(Work to complete)
Could you restate, word for word, the line that has "AbilityActionCostRule - A" and all lines following it through the end of the entries below?

(Exercise data)
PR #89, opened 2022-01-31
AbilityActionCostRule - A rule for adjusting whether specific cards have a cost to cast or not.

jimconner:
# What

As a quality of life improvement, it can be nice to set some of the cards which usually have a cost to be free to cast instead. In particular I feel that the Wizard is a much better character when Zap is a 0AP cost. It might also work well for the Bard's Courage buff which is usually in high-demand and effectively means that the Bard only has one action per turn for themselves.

(Problem solution)
AbilityActionCostRule - A rule for adjusting whether specific cards have a cost to cast or not.

jimconner:
# What

As a quality of life improvement, it can be nice to set some of the cards which usually have a cost to be free to cast instead. In particular I feel that the Wizard is a much better character when Zap is a 0AP cost. It might also work well for the Bard's Courage buff which is usually in high-demand and effectively means that the Bard only has one action per turn for themselves.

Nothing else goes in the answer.